Background: Most pediatric liver transplantation (LT) centers administer long courses of prophylaxis against cytomegalovirus (CMV) without evidence of benefit and with significant drug exposure and costs. We aimed at evaluating overall outcomes, direct and putative indirect effects of CMV, possible impact of viremia and risk factors for CMV infection in pediatric LT recipients managed with ganciclovir-based preemptive therapy (PET).
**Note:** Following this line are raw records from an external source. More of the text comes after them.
PR #2525, opened 2021-03-01
Dualcast fix o4s.js

Aho-Senpai:
Changed comments from `Decisive Battle` to `Dualcast`

### DIFF
--- a/ui/raidboss/data/04-sb/raid/o4s.js
+++ b/ui/raidboss/data/04-sb/raid/o4s.js
@@ -41,7 +41,7 @@ export default {
       },
     },
     {
-      // Fire III not after Dualcast.
+      // Fire III + Dualcast.
       id: 'O4S Exdeath Fire III Counter',
       netRegex: NetRegexes.startsUsing({ id: '23F5', source: 'Exdeath', capture: false }),
       netRegexDe: NetRegexes.startsUsing({ id: '23F5', source: 'Exdeath', capture: false }),
@@ -62,7 +62,7 @@ export default {
       },
     },
     {
-      // Blizzard III not after Dualcast.
+      // Blizzard III + Dualcast.
       id: 'O4S Exdeath Blizzard III',
       netRegex: NetRegexes.startsUsing({ id: '23F7', source: 'Exdeath', capture: false }),
       netRegexDe: NetRegexes.startsUsing({ id: '23F7', source: 'Exdeath', capture: false }),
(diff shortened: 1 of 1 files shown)


ui/raidboss/data/04-sb/raid/o4s.js
```diff
@@ -62,7 +62,7 @@ export default {
       },
     },
     {
-      // Blizzard III not after Decisive Battle.
+      // Blizzard III not after Dualcast.
```
quisquous, line 65: I do not understand this change.  Dualcast is the very first ability cast, and so everything is after dualcast.

If you look in the timeline, Decisive Battle happens ~1 minute into the fight.  Blizzard III before that point is 23F7.  Blizzard III after that point is 23FC.  I think the comment is correct.

Aho-Senpai: That doesn't sound quite right ?

https://github.com/Aho-Senpai/cactbot/blob/main/ui/raidboss/data/04-sb/raid/o4s.txt#L66

The main reason for the change is because the spells change if he cast `Dualcast` before or not, if he does, it's the double ground AoEs, if he doesn't (and thus tether his hand to the void) it's raidwide freeze (need to keep moving)

quisquous: I think there is some misunderstanding here.

There's phase 1 (before decisive battle) and phase 2 (after decisive battle) which use different ability ids.  I agree with you that decisive battle is not the critical piece here, and that dualcast is the reason.  However, looking at the timeline, it's still correct to say "before decisive battle" and "after decisive battle" to differentiate these two cases.

You are changing this to say "Blizzard III not after Dualcast" which is incorrect.  It is after Dualcast.  (Arguably everything is after Dualcast, as it is the first ability used, but this one is also immediately after Dualcast.)

I think if you want to change these comments to be in relation to Dualcast rather than in relation to which phase they are used in, it would be more useful to say something like "Blizzard III + Dualcast" for this one and "Blizzard III not dualcast" for the other.

Aho-Senpai: Yes, actually. Lemme change that. The main issue i had was more that a dualcast version of the cast can still happen after the first Decisive Battle, especially since there's 2 Decisive battle

quisquous:
Thanks for the clarification! I think it is much clearer now.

Methods: The records of all the children who underwent LT between 2008 and 2014 were retrospectively analyzed.
Results: One hundred children were included. Three children had CMV disease; no CMV-related death or graft loss was recorded. The only identified risk factor for CMV infection was the donor/recipient serostatus (odds ratio, 17.23; 95% confidence interval, 1.88-157.87; P = 0.012), while viremia per se did not worsen LT outcomes, such as the incidence of acute rejection, Epstein-Barr virus infection, sepsis, biliary and vascular complications, nor graft dysfunction/loss or death at 3 and 5 years after LT. When compared with a historical cohort of children receiving ganciclovir prophylaxis, PET did not differ from prophylaxis for any of the selected outcomes, but was rather associated with lower antiviral drug exposure (6.4 ± 13 days vs 38.6 ± 14 days, P < 0.0001) and cost per patient (2.2 ± 3.9 k€ vs 6.6 ± 8.2 k€, P = 0.001).
Conclusions: PET is effective in controlling CMV in children receiving LT, with lower costs and lower exposure to antivirals.
In liver transplantation (LT), preemptive CMV therapy (PET) has proven comparable to universal prophylaxis (UP) in controlling incidence of CMV disease, acute rejection and overall mortality in adults but data are less convincing in children. These authors provide evidence that PET is valuable, drug-sparing and cost-effective and should be preferred to UP in children undergoing LT in settings where viral monitoring is available.
1 Pediatric Gastroenterology, Hepatology and Transplantation, Hospital Papa Giovanni XXIII, Bergamo, Italy.
2 Microbiology and Virology, Hospital Papa Giovanni XXIII, Bergamo, Italy.
3 Infectious Diseases, Hospital Papa Giovanni XXIII, Bergamo, Italy.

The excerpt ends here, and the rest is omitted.